Issue #266, opened 2015-01-19
Requirement on promises equality


tyoshino:
In the spec, we remember and return the same promises for efficiency if it's semantically correct. The algorithms we have in the spec are representing this. This may look like a requirement to the spec readers. And, we have some unit test items where we actually check this kind of equality.

Do you think this really should be a requirement?

I'm asking this since:
- When implementing the Streams in Blink, we encountered some difficulties with ensuring some of the equality we can infer from the algorithm of the methods/getters.
- There seems to be no real practical needs for such a requirement.

domenic:
I think it should definitely be a requirement. It's very strange to have JavaScript properties changing all the time such that e.g. `rs.ready !== rs.ready`. They should only change when they need to.

tyoshino:
@domenic OK. So, it means that `rs.ready` should return the same instance until we're asked to replace `[[readyPromise]]` on e.g. `"readable"` to `"waiting"` transition?

How about the result of `cancel()` call on a `"closed"` or "`errored`" stream? It's now specified to return `[[closedPromise]]` than creating a new one resolved/rejected for efficiency. Do you think it also should be a requirement?

BTW, `writableStream.close()` can also be simplified to return its `[[closedPromise]]` when the stream is in the `"closed"` or `"errored"` state.

/cc @yutakahirano

domenic:
> So, it means that rs.ready should return the same instance until we're asked to replace [[readyPromise]] on e.g. "readable" to "waiting" transition?

Yeah, definitely.

> How about the result of cancel() call on a "closed" or "errored" stream? It's now specified to return [[closedPromise]] than creating a new one resolved/rejected for efficiency. Do you think it also should be a requirement?

We should make sure to normatively specify and test one way or another. But since it's a method instead of property I would be OK either way. I think the way it is now makes some sense but I'd be OK either way. We just need to make sure all implementations agree.

domenic:
@tyoshino @yhirano as implementers, any thoughts one way or the other, for cancel(), close(), abort(), or any other methods? I am OK specifying them as new promises in all cases if that seems desirable. It's a bit nicer if the methods don't share return values with other places in the system, but it is a minor efficiency loss, so I could go either way.

yutakahirano:
I'm concerned about the spec complexity. `.ready` and `.closed` changed in recent two weeks. Currently they are defined very cleanly, but can we keep the readability when we start caching?

I don't see any reason to keep promise identity on "cancel()" return value.

[...]

PR #279, opened 2015-02-10
Add readableAmount getter to ReadableByteStream

tyoshino:


tyoshino:
I'm making a PR to update the ReadableByteStream to address #266. I'll make ref impl change once it's done.

tyoshino:
#280 is the PR to update the ReadableByteStream to address #266.

domenic:
I wonder if this should be a getter or a method. Right now it is a method on the underlying source but a getter on the stream.

I think either:

- We should make it a getter on both, with the assumption that the underlying source implementer will respect the vague idea that "getters should not do very much"
- Or we should make it a method on both, so that we don't have to assume anything.

Alternately we could come up with more complicated schemes like making it a method on the underlying source that we only call at certain times and then cache the result of, and then a getter on the stream returns the cached result.

domenic:
Oops. I accidentally merged this as 127df9ed02c66057d87e3c8807a032d6b3471fc8. Anyway let's continue the discussion (here I guess?). I'll leave it as a getter externally/method on underlying source for now.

====================

Directions for this task:
Go through the records and copy all of them exactly.

Response to the task:
Issue #266, opened 2015-01-19
Requirement on promises equality


tyoshino:
In the spec, we remember and return the same promises for efficiency if it's semantically correct. The algorithms we have in the spec are representing this. This may look like a requirement to the spec readers. And, we have some unit test items where we actually check this kind of equality.

Do you think this really should be a requirement?

I'm asking this since:
- When implementing the Streams in Blink, we encountered some difficulties with ensuring some of the equality we can infer from the algorithm of the methods/getters.
- There seems to be no real practical needs for such a requirement.

domenic:
I think it should definitely be a requirement. It's very strange to have JavaScript properties changing all the time such that e.g. `rs.ready !== rs.ready`. They should only change when they need to.

tyoshino:
@domenic OK. So, it means that `rs.ready` should return the same instance until we're asked to replace `[[readyPromise]]` on e.g. `"readable"` to `"waiting"` transition?

How about the result of `cancel()` call on a `"closed"` or "`errored`" stream? It's now specified to return `[[closedPromise]]` than creating a new one resolved/rejected for efficiency. Do you think it also should be a requirement?

BTW, `writableStream.close()` can also be simplified to return its `[[closedPromise]]` when the stream is in the `"closed"` or `"errored"` state.

/cc @yutakahirano

domenic:
> So, it means that rs.ready should return the same instance until we're asked to replace [[readyPromise]] on e.g. "readable" to "waiting" transition?

Yeah, definitely.

> How about the result of cancel() call on a "closed" or "errored" stream? It's now specified to return [[closedPromise]] than creating a new one resolved/rejected for efficiency. Do you think it also should be a requirement?

We should make sure to normatively specify and test one way or another. But since it's a method instead of property I would be OK either way. I think the way it is now makes some sense but I'd be OK either way. We just need to make sure all implementations agree.

domenic:
@tyoshino @yhirano as implementers, any thoughts one way or the other, for cancel(), close(), abort(), or any other methods? I am OK specifying them as new promises in all cases if that seems desirable. It's a bit nicer if the methods don't share return values with other places in the system, but it is a minor efficiency loss, so I could go either way.

yutakahirano:
I'm concerned about the spec complexity. `.ready` and `.closed` changed in recent two weeks. Currently they are defined very cleanly, but can we keep the readability when we start caching?

I don't see any reason to keep promise identity on "cancel()" return value.

[...]

PR #279, opened 2015-02-10
Add readableAmount getter to ReadableByteStream

tyoshino:


tyoshino:
I'm making a PR to update the ReadableByteStream to address #266. I'll make ref impl change once it's done.

tyoshino:
#280 is the PR to update the ReadableByteStream to address #266.

domenic:
I wonder if this should be a getter or a method. Right now it is a method on the underlying source but a getter on the stream.

I think either:

- We should make it a getter on both, with the assumption that the underlying source implementer will respect the vague idea that "getters should not do very much"
- Or we should make it a method on both, so that we don't have to assume anything.

Alternately we could come up with more complicated schemes like making it a method on the underlying source that we only call at certain times and then cache the result of, and then a getter on the stream returns the cached result.

domenic:
Oops. I accidentally merged this as 127df9ed02c66057d87e3c8807a032d6b3471fc8. Anyway let's continue the discussion (here I guess?). I'll leave it as a getter externally/method on underlying source for now.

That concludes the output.